DATA FOR THE TASK >>
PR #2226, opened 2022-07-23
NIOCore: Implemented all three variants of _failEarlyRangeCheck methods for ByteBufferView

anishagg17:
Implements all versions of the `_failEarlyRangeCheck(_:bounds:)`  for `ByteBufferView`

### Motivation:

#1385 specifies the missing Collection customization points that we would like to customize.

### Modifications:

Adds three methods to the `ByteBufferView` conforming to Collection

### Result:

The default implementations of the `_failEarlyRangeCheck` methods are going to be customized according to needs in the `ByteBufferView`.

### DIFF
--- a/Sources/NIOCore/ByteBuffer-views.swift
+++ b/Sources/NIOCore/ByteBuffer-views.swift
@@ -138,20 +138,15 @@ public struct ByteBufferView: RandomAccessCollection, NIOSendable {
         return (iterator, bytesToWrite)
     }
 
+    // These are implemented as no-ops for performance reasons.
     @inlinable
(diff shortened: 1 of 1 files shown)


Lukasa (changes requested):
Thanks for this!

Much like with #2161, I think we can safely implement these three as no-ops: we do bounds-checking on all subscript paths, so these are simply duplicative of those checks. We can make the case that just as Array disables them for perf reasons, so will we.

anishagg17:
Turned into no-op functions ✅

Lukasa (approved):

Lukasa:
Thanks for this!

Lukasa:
--
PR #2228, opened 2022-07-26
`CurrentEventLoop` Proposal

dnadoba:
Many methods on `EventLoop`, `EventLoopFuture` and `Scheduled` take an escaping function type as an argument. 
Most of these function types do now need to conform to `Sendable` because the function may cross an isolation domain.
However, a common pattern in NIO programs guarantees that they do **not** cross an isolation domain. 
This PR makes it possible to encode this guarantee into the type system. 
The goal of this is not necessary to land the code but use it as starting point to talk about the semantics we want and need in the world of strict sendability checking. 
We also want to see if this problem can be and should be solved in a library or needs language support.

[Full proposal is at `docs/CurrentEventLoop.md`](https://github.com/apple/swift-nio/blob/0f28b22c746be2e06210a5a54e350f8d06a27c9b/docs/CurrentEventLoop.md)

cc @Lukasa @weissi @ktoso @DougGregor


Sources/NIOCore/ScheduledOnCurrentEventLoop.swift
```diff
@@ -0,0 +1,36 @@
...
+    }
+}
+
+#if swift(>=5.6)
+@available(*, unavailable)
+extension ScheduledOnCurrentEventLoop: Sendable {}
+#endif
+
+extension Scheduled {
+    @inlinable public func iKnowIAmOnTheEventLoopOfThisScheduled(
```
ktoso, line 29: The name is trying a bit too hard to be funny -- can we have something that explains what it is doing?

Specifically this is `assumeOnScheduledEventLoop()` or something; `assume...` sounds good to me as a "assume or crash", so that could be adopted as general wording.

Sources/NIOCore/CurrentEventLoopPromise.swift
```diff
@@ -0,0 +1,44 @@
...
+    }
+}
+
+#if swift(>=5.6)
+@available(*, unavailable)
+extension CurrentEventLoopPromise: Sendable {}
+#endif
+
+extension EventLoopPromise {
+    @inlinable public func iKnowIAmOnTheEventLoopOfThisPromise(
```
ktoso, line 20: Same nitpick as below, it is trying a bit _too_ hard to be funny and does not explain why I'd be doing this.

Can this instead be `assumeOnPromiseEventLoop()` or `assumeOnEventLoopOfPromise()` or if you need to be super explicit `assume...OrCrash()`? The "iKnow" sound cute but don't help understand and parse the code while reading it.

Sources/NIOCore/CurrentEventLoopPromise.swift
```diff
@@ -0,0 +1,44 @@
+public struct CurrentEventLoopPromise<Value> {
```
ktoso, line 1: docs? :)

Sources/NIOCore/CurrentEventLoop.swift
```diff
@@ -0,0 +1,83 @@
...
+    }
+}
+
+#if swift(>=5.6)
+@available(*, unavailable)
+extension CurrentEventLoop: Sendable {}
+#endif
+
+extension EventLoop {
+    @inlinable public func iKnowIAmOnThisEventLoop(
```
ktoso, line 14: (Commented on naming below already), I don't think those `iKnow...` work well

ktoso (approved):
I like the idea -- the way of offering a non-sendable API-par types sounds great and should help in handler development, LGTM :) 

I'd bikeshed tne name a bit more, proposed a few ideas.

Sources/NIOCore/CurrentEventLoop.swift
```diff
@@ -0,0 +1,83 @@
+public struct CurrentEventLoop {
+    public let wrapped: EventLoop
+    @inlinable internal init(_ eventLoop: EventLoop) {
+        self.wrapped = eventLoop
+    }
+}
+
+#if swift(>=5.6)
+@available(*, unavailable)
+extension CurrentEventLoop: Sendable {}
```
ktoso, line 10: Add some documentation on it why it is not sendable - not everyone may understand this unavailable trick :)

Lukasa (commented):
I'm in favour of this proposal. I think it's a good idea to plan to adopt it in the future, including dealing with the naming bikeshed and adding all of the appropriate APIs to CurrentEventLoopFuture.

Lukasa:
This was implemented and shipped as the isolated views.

WORK INSTRUCTIONS >> Among the records, find the lines that contain "extension" and copy each of them.

SOLUTION TO THE PROBLEM >>
+extension ScheduledOnCurrentEventLoop: Sendable {}
+extension Scheduled {
+extension CurrentEventLoopPromise: Sendable {}
+extension EventLoopPromise {
+extension CurrentEventLoop: Sendable {}
+extension EventLoop {
+extension CurrentEventLoop: Sendable {}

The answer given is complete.